Initial cracking time of foamed concrete under different curing conditions: (a) 0.4 water–cement ratio initial cracking time of foamed concrete; (b) 0.5 water–cement ratio initial cracking time of foamed concrete.

3.2.3. Effect of Water–Cement Ratio on Early Cracking of Foamed Concrete

Figure 10 shows the early cracking of foamed concrete when the water–cement ratios are 0.4 and 0.5.

Figure 10

Initial cracking time of foamed concrete with different water–cement ratios: (a) RH = 75% initial cracking time of foamed concrete; (b) RH = 15% initial cracking time of foamed concrete.

As shown in Figure 10, different water–cement ratios lead to changes in initial cracking times. The initial cracking time of a specimen with a water–cement ratio of 0.4 is longer. When the water–cement ratio increases to 0.5, the initial cracking time is shortened by 1–5 h. This shows that under the same environmental conditions, the water–cement ratio has a greater influence on the cracking of foamed concrete, i.e., with the increase in water–cement ratio, the cracking of foamed concrete increases.

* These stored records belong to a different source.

PR #564, opened 2019-09-06
Create emoji background

yugreta:
Adding a new foreground with various falling emojis
Screen Shot 2019-10-24 at 8 54 03 PM


src/Effects.js
```diff
@@ -1445,6 +1449,67 @@ module.exports = class Effects {
...
+        if (p5.frameCount % 10 === 0) {
+          this.emojiList.push(new this.emoji(this.emojiTypes, this.emojiList));
+        }
+        for (let aEmoji of this.emojiList) {
+          aEmoji.update();
+          aEmoji.display();
+        }
+      },
+
+      emoji : function (emojiTypes, emojiList) {
```
epeach: To simplify the code and make it more readable, I don't think we need the 'emoji' function. If we store the `x`, `y`, `size`, and `image` in an object, similar to how we initialize smiles here: https://github.com/code-dot-org/dance-party/blob/083579e8dec56373028c8b935e089fd5b40c32d5/src/Effects.js#L1340, and combine the update and display code into the `draw` function, similar to how we draw smiles here: https://github.com/code-dot-org/dance-party/blob/083579e8dec56373028c8b935e089fd5b40c32d5/src/Effects.js#L1355, we can get rid of the emoji function. This will make this effect more similar to the other foreground effects and improve the readability.

src/Effects.js
```diff
@@ -1445,6 +1449,67 @@ module.exports = class Effects {
...
+        this.x = randomNumber(0, 350);
+        this.y = -50;
+        this.size = randomNumber(25, 50);
+        let emojiImage = emojiTypes[randomNumber(0, 4)];
+
+        this.update = function () {
+          this.y += p5.pow(this.size, 0.25);
```
epeach: Can we add a short comment here explaining that the 0.25 is the fall-rate? That will make it easy in case we want to update this in the future.

src/Effects.js
```diff
@@ -1445,6 +1449,67 @@ module.exports = class Effects {
...
+          if (this.y > p5.height * 1.2) {
```
epeach: Similar to explaining the 0.25, can we add a short comment explaining the 1.2 value?

src/Effects.js
```diff
@@ -1445,6 +1449,67 @@ module.exports = class Effects {
...
+        this.emojiTypes.push(this.imageTickled);
+
+        this.imageWink = p5.createGraphics(100, 100);
+        this.imageWink.scale(3);
+        drawWink(this.imageWink.drawingContext);
+        this.emojiTypes.push(this.imageWink);
+      },
+
+      draw : function () {
+        if (p5.frameCount % 10 === 0) {
```
epeach: I think it would be useful to add a comment here explaining that a new emoji is generated every 10 frames. This will improve the readability of the code and make it easy to update in case we want to make changes in the future.

src/Effects.js
yugreta: Good idea! I'll do that.

epeach:
Can you add a small description to this PR? Something like, "Adding a new foreground with falling emojis . . ." and a screenshot of the foreground running, would be perfect - thank you! You can see an example of a PR description I wrote in this PR: https://github.com/code-dot-org/dance-party/pull/567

3.2.4. Effect of Temperature and Humidity on Maximum Crack Width of Foamed Concrete

As shown in Figure 11, with the increase in temperature, the maximum crack width of foamed concrete presents an increasing trend. At relative humidity of 75%, the maximum crack width increases linearly from 1.1 mm to 2.7 mm when the temperature increases from 25 to 65 °C. The crack width expands further when the ambient humidity is lowered to 15%. At the temperature of 65 °C and relative humidity of 15%, the maximum crack width reaches 3.3 mm.

Figure 11

Maximum crack width of foamed concrete under different curing environments.

4. Discussion

In the case study of the China–Russian Eastern Gas Pipeline, the shrinkage and cracking of foamed concrete was studied under typical environments, where temperature, humidity and water–cement ratio were representative of project scenarios. The results show that the decrease in humidity and the increase in temperature will reduce the shrinkage and cracking of foamed concrete. During the test, it was found that the range of water–cement ratio 0.4–0.5 can meet the shrinkage and cracking requirements of foamed concrete. In simulated conditions, the maximum crack width of foamed concrete was 3.3 mm, which meets the requirements of the “Technical Regulations for Filling Lightweight Foamed Soil Rail Transit” (CECS453-2016) [24]. The width of the unstressed penetration crack should be less than 5 mm. Through the analysis of variance, the interaction between the three factors was studied, and the results show that: in the two-by-two interaction analysis between the three factors, the least significant is the Sig value of humidity × water–cement ratio greater than 0.05; the pairwise interaction of the three factors is, therefore, not obvious. In addition, the results show that a combination of temperatures of 25 ± 1 °C and RH 75 ± 5% has the best effect on inhibiting the shrinkage and cracking of foamed concrete. This provides a reference for the maintenance of large-volume foamed concrete, but there are many other factors [25] that need to be considered in order to obtain the best performance, such as apparent density [26] and proportions of concrete mix. Therefore, a large number of relevant tests are needed.